# Records for the exercise:
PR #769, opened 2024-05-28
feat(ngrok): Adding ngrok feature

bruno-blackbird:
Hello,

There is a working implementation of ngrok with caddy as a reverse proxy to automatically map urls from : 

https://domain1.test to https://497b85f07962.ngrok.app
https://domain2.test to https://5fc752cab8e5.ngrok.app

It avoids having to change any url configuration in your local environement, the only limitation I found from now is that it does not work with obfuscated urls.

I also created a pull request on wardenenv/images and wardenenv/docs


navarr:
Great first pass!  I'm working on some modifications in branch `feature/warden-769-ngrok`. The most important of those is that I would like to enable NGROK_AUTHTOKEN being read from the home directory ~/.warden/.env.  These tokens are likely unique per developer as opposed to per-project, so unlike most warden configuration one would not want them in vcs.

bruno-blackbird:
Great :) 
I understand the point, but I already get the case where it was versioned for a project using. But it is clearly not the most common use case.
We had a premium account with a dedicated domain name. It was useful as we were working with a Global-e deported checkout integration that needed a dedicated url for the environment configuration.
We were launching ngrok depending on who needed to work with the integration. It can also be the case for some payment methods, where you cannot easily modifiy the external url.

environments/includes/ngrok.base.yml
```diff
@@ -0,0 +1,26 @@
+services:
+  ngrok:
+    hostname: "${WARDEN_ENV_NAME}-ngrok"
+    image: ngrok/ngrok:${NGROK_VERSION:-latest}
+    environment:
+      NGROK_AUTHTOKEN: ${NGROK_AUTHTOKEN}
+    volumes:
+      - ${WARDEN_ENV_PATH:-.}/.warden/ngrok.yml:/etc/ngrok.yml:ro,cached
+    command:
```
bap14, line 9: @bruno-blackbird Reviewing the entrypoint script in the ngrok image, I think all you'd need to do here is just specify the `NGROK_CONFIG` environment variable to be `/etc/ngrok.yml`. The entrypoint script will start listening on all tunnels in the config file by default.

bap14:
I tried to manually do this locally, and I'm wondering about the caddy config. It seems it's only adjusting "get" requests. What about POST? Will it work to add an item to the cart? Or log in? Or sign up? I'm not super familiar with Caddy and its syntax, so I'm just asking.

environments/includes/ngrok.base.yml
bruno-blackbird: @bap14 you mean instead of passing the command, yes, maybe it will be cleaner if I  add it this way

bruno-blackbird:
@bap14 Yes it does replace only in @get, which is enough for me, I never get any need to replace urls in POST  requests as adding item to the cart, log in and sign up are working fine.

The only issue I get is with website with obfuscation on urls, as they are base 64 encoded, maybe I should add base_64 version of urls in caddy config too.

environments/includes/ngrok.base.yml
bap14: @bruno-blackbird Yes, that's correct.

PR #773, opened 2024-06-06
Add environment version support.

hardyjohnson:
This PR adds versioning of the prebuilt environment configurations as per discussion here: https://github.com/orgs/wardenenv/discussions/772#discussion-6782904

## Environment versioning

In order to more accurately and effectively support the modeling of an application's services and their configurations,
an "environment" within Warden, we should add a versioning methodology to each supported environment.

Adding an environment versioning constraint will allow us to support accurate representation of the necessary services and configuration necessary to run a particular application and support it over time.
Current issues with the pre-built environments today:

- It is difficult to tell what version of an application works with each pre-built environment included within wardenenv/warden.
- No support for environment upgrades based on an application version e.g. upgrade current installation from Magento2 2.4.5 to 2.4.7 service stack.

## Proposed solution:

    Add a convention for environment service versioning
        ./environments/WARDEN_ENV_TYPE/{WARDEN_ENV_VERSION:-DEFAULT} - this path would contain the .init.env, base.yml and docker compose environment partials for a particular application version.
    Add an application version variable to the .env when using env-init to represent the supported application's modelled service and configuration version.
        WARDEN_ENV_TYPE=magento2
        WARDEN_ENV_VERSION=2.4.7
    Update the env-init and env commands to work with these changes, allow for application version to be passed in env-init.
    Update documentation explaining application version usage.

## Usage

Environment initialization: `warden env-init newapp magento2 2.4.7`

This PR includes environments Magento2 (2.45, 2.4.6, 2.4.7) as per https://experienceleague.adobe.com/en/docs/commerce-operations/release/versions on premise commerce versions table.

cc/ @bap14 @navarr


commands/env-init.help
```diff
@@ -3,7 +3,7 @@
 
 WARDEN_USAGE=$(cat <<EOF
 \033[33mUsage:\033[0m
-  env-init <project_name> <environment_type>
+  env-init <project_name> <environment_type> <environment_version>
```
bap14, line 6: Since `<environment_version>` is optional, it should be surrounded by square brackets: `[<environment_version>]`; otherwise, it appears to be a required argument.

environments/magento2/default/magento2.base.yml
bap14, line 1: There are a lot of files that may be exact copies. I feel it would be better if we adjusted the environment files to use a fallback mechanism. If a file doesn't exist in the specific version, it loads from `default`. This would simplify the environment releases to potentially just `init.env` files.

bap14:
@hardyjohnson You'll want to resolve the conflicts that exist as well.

# What to produce:
Copy each line above that has the word "opened".

# Result for this exercise:
PR #769, opened 2024-05-28
PR #773, opened 2024-06-06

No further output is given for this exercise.